§ Task
The full set of records must be set down verbatim.

[[ Data for review, beginning ]]

Issue #458, opened 2020-10-21
kmod test failed on some platforms with SST config enabled


xiulipan:
After the SST config https://github.com/thesofproject/kconfig/pull/42 merged
Most kmod test failed https://sof-ci.01.org/linuxpr/PR2511/build4725/devicetest/

`rmmod: ERROR: Module snd_soc_acpi_intel_match is in use by: snd_soc_skl`

marc-hb:
Here are some (large) CI failures that seem related
https://sof-ci.01.org/softestpr/PR443/build307/devicetest
https://sof-ci.01.org/sofpr/PR3540/build7490/devicetest/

[[ Data for review, end ]]

§ Task answer
Issue #458, opened 2020-10-21
kmod test failed on some platforms with SST config enabled


xiulipan:
After the SST config https://github.com/thesofproject/kconfig/pull/42 merged
Most kmod test failed https://sof-ci.01.org/linuxpr/PR2511/build4725/devicetest/

`rmmod: ERROR: Module snd_soc_acpi_intel_match is in use by: snd_soc_skl`

marc-hb:
Here are some (large) CI failures that seem related
https://sof-ci.01.org/softestpr/PR443/build307/devicetest
https://sof-ci.01.org/sofpr/PR3540/build7490/devicetest/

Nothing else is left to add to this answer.